Now that the data is clean, I want to do some quick exploration of it before handing it off to the next contributor for a more complete analysis.

The following plots will help give a simple overview of what the data looks like without getting into any modeling.
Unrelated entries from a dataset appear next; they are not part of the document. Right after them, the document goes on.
PR #139, opened 2022-02-13
Clean up `Escape*` helpers, deprecate extraneous methods that allow changing encoding/escaper on helpers

gsteel:
|    Q          |   A
|-------------- | ------
| BC Break      | no
| RFC           | yes
| QA            | yes

### Description

- The Escaper library is a hard dependency - moved from dev deps.
- The escaper helpers should only need to expose an __invoke method. Deprecate everything else.
- Provide transitional constructor that can be updated to _require_ a configured escaper provided by DI with encoding configured from config.view in 3.0
- Annotate helpers as final so they can be made final in 3.0
- Annotate abstract helper as internal

In 3.0 - I think that inheritance from the main abstract helper can be removed - there is no reason for these helpers to expose the renderer and they don't need it themselves.

### DIFF
--- a/composer.json
+++ b/composer.json
@@ -19,6 +19,9 @@
         "sort-packages": true,
         "platform": {
             "php": "7.4"
+        },
+        "allow-plugins": {
+            "dealerdirect/phpcodesniffer-composer-installer": true
         }
     },
     "require": {
@@ -26,6 +29,7 @@
         "ext-dom": "*",
         "ext-filter": "*",
         "ext-json": "*",
+        "laminas/laminas-escaper": "^2.5",
         "laminas/laminas-eventmanager": "^3.4",
         "laminas/laminas-json": "^3.3",
         "laminas/laminas-stdlib": "^3.6"
@@ -34,7 +38,6 @@
         "laminas/laminas-authentication": "^2.5",
         "laminas/laminas-coding-standard": "~2.3.0",
         "laminas/laminas-console": "^2.6",
-        "laminas/laminas-escaper": "^2.5",
         "laminas/laminas-feed": "^2.15",
         "laminas/laminas-filter": "^2.13.0",
         "laminas/laminas-http": "^2.15",
--- a/src/Helper/Escaper/AbstractHelper.php
+++ b/src/Helper/Escaper/AbstractHelper.php
@@ -32,13 +32,13 @@ abstract class AbstractHelper extends Helper\AbstractHelper
     /** @var Escape|null */
     protected $escaper;
 
-    /** @psalm-suppress DeprecatedProperty */
+    /**
+     * @param non-empty-string $encoding
+     * @psalm-suppress DeprecatedProperty
+     */
     public function __construct(?Escape $escaper = null, string $encoding = 'UTF-8')
     {
-        if ($escaper) {
-            $this->escaper = $escaper;
-        }
-
+        $this->escaper  = $escaper;
         $this->encoding = $escaper ? $escaper->getEncoding() : $encoding;
     }
 
@@ -102,7 +102,7 @@ abstract class AbstractHelper extends Helper\AbstractHelper
      *
      * @deprecated Will be removed in 3.0.
      *
-     * @param  string $encoding
+     * @param  non-empty-string $encoding
      * @throws Exception\InvalidArgumentException
      * @return AbstractHelper
      * @psalm-suppress DeprecatedProperty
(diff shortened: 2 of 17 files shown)


composer.json
```diff
@@ -34,7 +38,6 @@
         "laminas/laminas-authentication": "^2.5",
         "laminas/laminas-coding-standard": "~2.3.0",
         "laminas/laminas-console": "^2.6",
-        "laminas/laminas-escaper": "^2.5",
```
Ocramius, line 37: Oh wow, this was no good 😱

src/Helper/Escaper/AbstractHelper.php
```diff
@@ -14,23 +14,34 @@
...
+    protected $encoding;
 
-    /** @var Escaper\Escaper|null */
+    /** @var Escape|null */
     protected $escaper;
 
+    /** @psalm-suppress DeprecatedProperty */
+    public function __construct(?Escape $escaper = null, string $encoding = 'UTF-8')
+    {
+        if ($escaper) {
```
Ocramius: This conditional is not necessary

src/Helper/Escaper/AbstractHelper.php
```diff
@@ -14,23 +14,34 @@
...
+     * @var string
+     */
+    protected $encoding;
 
-    /** @var Escaper\Escaper|null */
+    /** @var Escape|null */
     protected $escaper;
 
+    /** @psalm-suppress DeprecatedProperty */
+    public function __construct(?Escape $escaper = null, string $encoding = 'UTF-8')
```
Ocramius, line 39: We should probably require the encoding to be a `non-empty-string`

Ocramius (changes requested):

composer.json
```diff
@@ -19,13 +19,17 @@
...
+        "allow-plugins": {
+            "dealerdirect/phpcodesniffer-composer-installer": true
         }
     },
     "require": {
         "php": "^7.4 || ~8.0.0 || ~8.1.0",
         "ext-dom": "*",
         "ext-filter": "*",
         "ext-json": "*",
+        "laminas/laminas-escaper": "^2.5",
```
Ocramius, line 32: This is a change big enough that we should release 2.20 asap, IMO 🤔

Ocramius (approved):
Thanks @gsteel!

src/Helper/Escaper/AbstractHelper.php
```diff
@@ -89,9 +100,12 @@ abstract protected function escape($value);
     /**
      * Set the encoding to use for escape operations
      *
-     * @param  string $encoding
+     * @deprecated Will be removed in 3.0.
```
froschdesign, line 103: @gsteel @Ocramius 
This is a no-go, because as long as these methods are present, it can be used and overwritten. Therefore, we must assume that this will be done.
This means when a deprecation is introduced that we also have to explain what the alternative is. The current description is therefore insufficient. _It is not user-friendly!_
(It would be perfect if we could add a link to the documentation with further explanations and an example.)

Ocramius: The idea is to drop the abstract class overall? 🤔

gsteel: @froschdesign Won't the migration guide cover this?

Should the migration guide to 3 be seeded in 2.x so that the docs can be written and referenced for each deprecation?

gsteel: > The idea is to drop the abstract class overall?

I was actually referring to `Helper\AbstractHelper` in the pull description. `Helper\Escaper\AbstractHelper` IMO could be concrete and final so that the user can choose:

```php
// Single Helper for all escaping contexts
$this->escaper()->escapeJs('foo');
$this->escaper()->escapeHtml('foo');

// Existing helpers for convenience, or maybe just get rid of them?
$this->escapeHtml('foo'); // etc...
```

The useful stuff in `Helper\Escaper\AbstractHelper` with regard to recursion could be extracted into a trait for re-use.

froschdesign: > Won't the migration guide cover this?

So far this is not the case and if the migration guide covers this, the link should be added here.

I see two options for deprecations like this:

1. add an explanation of what the alternative is / what the user should do instead in the DocBlock
2. create a migration guide like "Migration from Version 2.x to 2.20" and add the link to the DocBlock

The goal must be that the user does not have to search or ask. The past has shown that questions arise in the forum, in the chat and new issue reports if we do not clarify things properly.
Thank you for understanding!

(We must not forget the release notes too, the explanations and / or the link must also be added there.)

ggplot(BEAM_data_clean, aes(Pathogen, Number_of_isolates, color=Pathogen))+
  geom_col()+
  labs(title = "Total Number of Isolates from Each Pathogen Type")+
  xlab("Pathogen Type")+
  ylab("Number of Isolates")+
  theme_classic()+
  theme(legend.position = "none")

ggplot(grouped_data, aes(Year, sum_isolates, color=Pathogen))+
 geom_smooth()+
  labs(title = "Total Number of Isolates for Each Pathogen, 2017-2022")+
  xlab("Year")+
  ylab("Number of isolates")+
  theme_classic()

Data Analysis

There are many interesting questions that can be answered with this dataset. Among these, I am interested in:

The relationship between source and pathogen type and/or number of isolates
The relationship between serovar/species and outbreak association and/or number of new multistate outbreaks
The impact of state/year on the number of new multistate outbreaks

However, this dataset could be used to address many other questions, and I will leave that to the next contributor’s judgement. Looking forward to seeing how this data will be analyzed!